[Entries supplied Boundary: Start]
PR #203, opened 2018-07-06
disable timeout during consume_preamble_events

alekla01:
This pr disables **timeout in host_test_default** during setup (allocation, flashing, etc..).
 * disable **timeout** during setup (consume_preamble_events=True)
 * enable **timeout** during testing (consume_preamble_events=False)

related: MBEDOSTEST-41

### DIFF
--- a/mbed_host_tests/host_tests_conn_proxy/conn_proxy.py
+++ b/mbed_host_tests/host_tests_conn_proxy/conn_proxy.py
@@ -88,10 +88,6 @@ def conn_primitive_factory(conn_resource, config, event_queue, logger):
     @param logger Host Test logger instance
     @return Object of type <ConnectorPrimitive> or None if type of connection primitive unknown (conn_resource)
     """
-    polling_timeout = int(config.get('polling_timeout', 60))
-    logger.prn_inf("notify event queue about extra %d sec timeout for serial port pooling"%polling_timeout)
-    event_queue.put(('__timeout', polling_timeout, time()))
-
     if conn_resource == 'serial':
         # Standard serial port connection
         # Notify event queue we will wait additional time for serial port to be ready
--- a/mbed_host_tests/host_tests_runner/host_test_default.py
+++ b/mbed_host_tests/host_tests_runner/host_test_default.py
@@ -263,7 +263,7 @@ class DefaultTestSelector(DefaultTestSelectorBase):
         try:
             consume_preamble_events = True
 
-            while (time() - start_time) < timeout_duration:
+            while consume_preamble_events or (time() - start_time) < timeout_duration:
                 # Handle default events like timeout, host_test_name, ...
                 try:
                     (key, value, timestamp) = event_queue.get(timeout=1)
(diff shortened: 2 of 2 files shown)


jupe:
Please add more description why this changes - what was the problem and how this tries to fix it.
[Entries supplied Boundary: End]
▶ Exercise goal:
Could you copy out every line in the listing where the word "connection" appears?

▶ Written answer:
     @return Object of type <ConnectorPrimitive> or None if type of connection primitive unknown (conn_resource)
         # Standard serial port connection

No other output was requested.